HI Olibclarke,i already update cryosparc 4.11 before install 3dFlex,but install error ! why? please Thank you

bpl-subset/bpl_subset/boost/system/error_code.hpp: At global scope:
bpl-subset/bpl_subset/boost/system/error_code.hpp:214:36: warning: ‘pycudaboost::system::posix_category’ defined but not used [-Wunused-variable]
static const error_category & posix_category = generic_category();
^
bpl-subset/bpl_subset/boost/system/error_code.hpp:215:36: warning: ‘pycudaboost::system::errno_ecat’ defined but not used [-Wunused-variable]
static const error_category & errno_ecat = generic_category();
^
bpl-subset/bpl_subset/boost/system/error_code.hpp:216:36: warning: ‘pycudaboost::system::native_ecat’ defined but not used [-Wunused-variable]
static const error_category & native_ecat = system_category();
^
error: command ‘gcc’ failed with exit status 1
----------------------------------------
ERROR: Command errored out with exit status 1: /work/home/faculty/yhzhang/cryosparc/cryosparc_worker/deps/anaconda/envs/cryosparc_worker_env/bin/python3.7 -u -c ‘import io, os, sys, setuptools, tokenize; sys.argv[0] = ‘"’"’/tmp/pip-req-build-yet46pjv/setup.py’"’"’; file=’"’"’/tmp/pip-req-build-yet46pjv/setup.py’"’"’;f = getattr(tokenize, ‘"’"‘open’"’"’, open)(file) if os.path.exists(file) else io.StringIO(’"’"‘from setuptools import setup; setup()’"’"’);code = f.read().replace(’"’"’\r\n’"’"’, ‘"’"’\n’"’"’);f.close();exec(compile(code, file, ‘"’"‘exec’"’"’))’ install --record /tmp/pip-record-dvkpa246/install-record.txt --single-version-externally-managed --compile --install-headers /work/home/faculty/yhzhang/cryosparc/cryosparc_worker/deps/anaconda/envs/cryosparc_worker_env/include/python3.7m/pycuda Check the logs for full command output.

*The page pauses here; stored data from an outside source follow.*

PR #1960, opened 2019-01-14
enigma2: control debug level using tmp file

athoik:
Store next debug level on /tmp/enigma_debug_lvl and once gui is respawn "source" the file to get the ENIGMA_DEBUG_LVL.

This makes enigma2 main loop in script not required any more. The inittab will handle the respawn of gui as we used to.

### DIFF
--- a/tools/enigma2.sh.in
+++ b/tools/enigma2.sh.in
@@ -24,6 +24,11 @@ if [ -d /home/root ]; then
 	cd
 fi
 
+# debug file exists?
+if [ -s /tmp/enigma_debug_lvl ]; then
+	source /tmp/enigma_debug_lvl
+fi
+
 # any debuglevel passed?
 if [ -z $ENIGMA_DEBUG_LVL ]; then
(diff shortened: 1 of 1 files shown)


littlesat:
We don’t wanna do it that way... please hold on! I also do not want to continously write a file with tie, but let e2 also create a log when you have a spinner and on demand.

athoik:
En-light me how do you want to do it then?

littlesat:
We’re still discussing... First at least the loop should stay. I think exit it when debug_lvl <= 4.... and no tie... but something else instead....

athoik:
Control the debug level from UI? 
Change the debug level in real time without restarting?
Use syslog?

littlesat:
Control the debug level from UI? -> When it can be done?
But also write a 'spinner log' when we have a spinner and/or write a log on demand....!

Then this whole thing can be reverted

littlesat:
Wanwizard did solve this and also improved the UI.

PR #1974, opened 2019-01-22
Record timer patch

Huevos:
Move self.saveTimer() code back to RecordTimer.py.

Create self.cleanup() and self.cleanupDaily() methods in RecordTimer.py to save to the xml file on clean up.


littlesat:
1000 thanks

PR #1980, opened 2019-01-26
Update .travis.yml

persianpros:
No need to check with old GCC as you're not working on Open PLi 4 anymore.


WanWizard:
@athoik, ok with you ?

athoik:
I would prefer adding gcc-8 first.

Removing older gcc won't harm.

persianpros:
Then you could merge this and do that later ;)
After this all checks will be faster for sure ...
You could remove "release 4" branches from enigma2 and your oe too as people are using them for clones only.

WanWizard:
removing a branch is pointless, the commits themselfs won't disappear.

PR #1993, opened 2019-02-01
fix gsod for satfinder

v8droide2:


athoik:
The scan type can be multistream and or t2mi.

As @Huevos mentioned on forum, the t2mi should not touch existing multistream code.

lib/python/Components/SystemInfo.py
```diff
@@ -63,6 +63,7 @@ def hassoftcaminstalled():
 SystemInfo["3DMode"] = fileCheck("/proc/stb/fb/3dmode") or fileCheck("/proc/stb/fb/primary/3d")
 SystemInfo["3DZNorm"] = fileCheck("/proc/stb/fb/znorm") or fileCheck("/proc/stb/fb/primary/zoffset")
 SystemInfo["Blindscan_t2_available"] = fileCheck("/proc/stb/info/vumodel")
+SystemInfo["canT2MI"] = HardwareInfo().get_device_model() not in ("demo")
```
athoik, line 66: I guess demo it's just a dummy value?

lib/python/Screens/ScanSetup.py
```diff
@@ -719,20 +719,27 @@ def createSetup(self):
 					self.list.append(self.modulationEntry)
 					self.list.append(getConfigListEntry(_('Roll-off'), self.scan_sat.rolloff))
 					self.list.append(getConfigListEntry(_('Pilot'), self.scan_sat.pilot))
-					if nim.isMultistream():
+					if SystemInfo["canT2MI"] or nim.isMultistream():
```
athoik, line 722: How t2mi related with multistream? 

A TP can be multistream with or without PLS. 

A TP is possible to contain a PID that carries T2MI data. 

So T2MI is not multistream. TP is multistream. 

T2MI located on a PID on a TP.

lib/python/Screens/ScanSetup.py
```diff
@@ -860,28 +867,25 @@ def newConfig(self):
 			(self.modulationEntry and self.systemEntry[1].value == eDVBFrontendParametersSatellite.System_DVB_S2 and cur == self.modulationEntry):
 			self.createSetup()
 		elif cur == self.typeEntry:
-			if self.scan_sat.type.value == "multistream":
+			if self.scan_sat.type.value == "multistream" or "t2mi":
```
athoik, line 870: Did you mean `if self.scan_sat.type.value in ("multistream", "t2mi"):` or `if self.scan_sat.type.value == "multistream" or self.scan_sat.type.value == "t2mi":` here?

athoik (changes requested):

Huevos:
The code that was committed should not touch the multistream code. That part of the code should be reverted.

Also a notifier was used for the memory when this is not necessary. The same pattern as the multistream code should have been used. No need to reinvent the wheel.

Here is the code that does the T2MI memory code exactly the same as the Multistream memory code (without the notifier).
https://github.com/Huevos/enigma2/commit/6c21bccb6dff4c71b39d8bb1e288fbdb33f18a18

v8droide2:
The transponder/lamedb should have t2mi_pid and t2mi_plp enlargement.
The t2mi_pid cannot been capture yet from lyngsat or flysat but it's very common pid is 4096, so the transponder grabber should if the tranpsonder is t2-mi set it on 4096. I know it's not in all cases true but for now we have to work with the info which is provide. 

If the t2mi_pid is not 0 then automatic de-encapsulation should start I think this is prefer in userspace (a bit similar as astra-sm does but it seems some companies already choosen for to do it in the drivers.

I understand that T2-MI doesn't mean it's always multistream but I was not aware yet that non DVB-S2 multistreams supported hardware could handle as well PLP_ID

lib/python/Screens/ScanSetup.py
v8droide2: I assumed that only hardware which support multistream could handle plp in dvb-s2 mode.

The relation with multistream is the lenght of the transponder as if it has t2-mi but not multistream the transponder should set for multistream part as 0:0:0
DVB-S2 example
s 12188000:30000000:0:3:48:2:0:1:2:0:2
DVB-S2 with Multistream
s 12188000:30000000:0:3:48:2:0:1:2:0:2:20:0:1
DVB-S2 with only t2-mi
s 12188000:30000000:0:3:48:2:0:1:2:0:2:0:0:0:4096:0
DVB-S2 with Multistream and t2-mi
s 12188000:30000000:0:3:48:2:0:1:2:0:2:20:0:0:4096:0

lib/python/Components/SystemInfo.py
v8droide2: t2mi has no standard of detection, and probably it will never come either.
So probably the best solution is with a proc entry.
Actually T2-MI check is for if the hardware support DVB-T2 PLP and not the de-encapsulation shouldn't been a restriction at all.

This is a dummy and should been replaced in future by an entry, so that the option will only been available on boxes which support PLP in DVB-S2

Huevos:
Can we start again with the original commit by Athoik and then add the T2MI PID stuff so it does not interfere with multistream. Maybe it is a little bit of work now but at least this current spaghetti code would be gone.

Needs to be done a commit at a time, not this whole big commit (that attributes the wrong author). 

Also, what is going to happen about saving the PID in lamedb?

lib/python/Components/SystemInfo.py
athoik: Please see: ETSI 300 468, 6.4.13. 

T2MI_descriptor is how it should be announced.

lib/python/Screens/ScanSetup.py
Huevos: The multistream parameters only appear in lamedb if the IS/PLS values are not the default. How are you thinking of saving the t2mi parameters across reboots?

athoik:
Hi guys,

I think we have taken a wrong path, a path that seems to cause many troubles. 

Let's start over, properly this time!

The original work made for AVL tuners that support T2MI committed on a new branch [t2mi-development](https://github.com/OpenPLi/enigma2/tree/t2mi-development)

@Huevos, can you please push your work on this branch? We need the commits for the UI that you previously made on top of my work.

@v8droide2, can you please gather all PID where T2MI currently works? We can send that list on lyngsat in order to add them on their site. If that happens then satellites.xml can store the extra info t2mi_pid="4096" (or what ever the pid is).

In order to coordinate the development required for T2MI I suggest opening a ticket on gitub (so all interesting can participate) or switching to new infastructure from PLI

@WanWizard what do you think?

Huevos:
@Athoik, PR here: https://github.com/OpenPLi/enigma2/pull/1996

I'll add the indent commit if/when it gets accepted into the main "develop" branch.

Huevos:
Hi, Littlesat. I will reply here as it concerns this PR. 

There is no point merging this because the project has been started again from scratch on a different branch. 

https://github.com/OpenPLi/enigma2/tree/t2mi-development

athoik:
And we are waiting for your actions too!

Are you in?

Huevos:
I'll help with whatever I can.

athoik:
A very crucial task to get the approach with PID and PLP is to have the PID.

So a list should be created and forwarded to lyngsat. I am sure people maintain lyngsat, don't mind adding one more really required information to their website. 

Sending them a list with the extra info required on T2MI enabled TP's is what required.

Anyone willing to handle it? 

I was hoping @v8droide2 could handle it, since he is very warm to support this project.

littlesat:
Please let me also clearly know which multistream related commits we can push

Huevos:
@Littlesat, T2MI has nothing whatsoever to do with multistream, so please don't accept any T2MI commits that touch multistream code.

PR #1997, opened 2019-02-03
[ScanSetup/Satfinder] group multistream ConfigElements with an indent

Huevos:
Affected fields: is_id, pls_mode, pls_code

### DIFF
--- a/lib/python/Plugins/SystemPlugins/Satfinder/plugin.py
+++ b/lib/python/Plugins/SystemPlugins/Satfinder/plugin.py
@@ -124,6 +124,7 @@ class Satfinder(ScanSetup, ServiceScan):
 
 	def createSetup(self):
 		self.list = []
+		indent = "- "
 		self.satfinderTunerEntry = getConfigListEntry(_("Tuner"), self.satfinder_scan_nims)
 		self.list.append(self.satfinderTunerEntry)
 		self.DVB_type = self.nim_type_dict[int(self.satfinder_scan_nims.value)]["selection"]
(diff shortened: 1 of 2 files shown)


Taapat:
Why for this is necessary a variable?
Why not simply use text in getConfigListEntry?

Huevos:
Because hard coding is crap. If you want to change the style of the indent you change it only in one place, not in three. Hard coding just leads to bugs.

That is why we have things like "eDVBFrontendParametersSatellite.No_Stream_Id_Filter" instead of writing "-1" everywhere.

littlesat:
I do not think this is really nessesary to ‘highlight’ these parameters... then better add something to make them viewable and hide it... highlight with ‘- ‘ is ‘ugly’

Huevos:
Littlesat this is exactly how it is done in Satconfig.py for the additional motor options. They are hidden when disabled and indented when enabled. If you don't like the style of the indent use a double space instead. But the indent makes it clear they are a group of subordinate fields.

Huevos:
And this is what "extra motor options" looks like that is already in the image for years.

RobvanderDoes:
But that never worked satisfactory. Once you leave that setup, with extra motor options activated, those menu entries are disabled (ie invisible) when you enter the setup again.

Huevos:
Rob, multistream is different. When the "transport stream type" is "ordinary" the default IS/PLS values are used. Look at the code and you will see.

In the case of "extra motor options" it was just a workaround to hide parameters from the menu that no "normal" user would ever adjust. That was done when "Rhinoceros" created those values for use in the positioner plugin, and rather than having them adjustable from the plugin they were dumped in Satconfig.py.

Anyway, that has nothing to do with whether an indent would be useful for a user to identify a number of fields as a group.

littlesat:
Then use spaces instead and not '- ' please....
And please let me know if I can merge this https://github.com/OpenPLi/enigma2/pull/1993 also?

Huevos:
Ok. I will change this and do again so it follows the current code in satconfig.py

I've answered the other question in the other PR.

Huevos:
Closed...

New request here:
https://github.com/OpenPLi/enigma2/pull/1998/commits/5d8d42d38276eaa213aa616412e8d99118aae6c6

PR #1998, opened 2019-02-04
[ScanSetup/Satfinder] group multistream ConfigElements with an indent

Huevos:
Affected fields: is_id, pls_mode, pls_code

Indent and code is identical to the "extra motor options" in Satconfig.py.


Huevos:
Ok, I will use the indent variable and the format you suggest. OK?

littlesat:
Yep please...

I was planning to use the same mechanism for FullMultiType tuners... (tuners that can do DVB-S2X/T2/C 'together' without a hard switch)... there where you program/config those

PR #3329, opened 2022-01-27
[ChoiceBox] left/right add updateSummary

Dima73:


Taapat:
In updateSummary is already used displayDescription: https://github.com/OpenPLi/enigma2/blob/develop/lib/python/Screens/ChoiceBox.py#L213
If you add updateSummary here then you need to remove displayDescription to not to duplicate it call twice.
But in that case this function updateDescription does not do what its name says.
Maybe it would be more correct use updateSummary in those places where it necessary instead of updateDescription: https://github.com/OpenPLi/enigma2/blob/develop/lib/python/Screens/ChoiceBox.py#L147-L150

Welcome to the forum @alexlu.
Please can you provide additional information:

  1. the command that produced this error
  2. output of uname -a
  3. output of gcc -v
  4. output of /usr/bin/env

You may also try:

hi CryoSPARC Team
my error already down,because my worker has more gpu node。
i check master already update 4.11.but worker no update to 4.11 .worke r version is 4.10.
before I update worker to 4.11。OK!

Try nvidia-smi to check the cards are detected, then try using cryoSPARC anyway. That error is not an “error” in that it failed to install, as wtempel mentioned up-thread.

If there are no other errors, the message
PyTorch not installed correctly, or NVIDIA GPU not detected.
does not indicate a failure of the installation.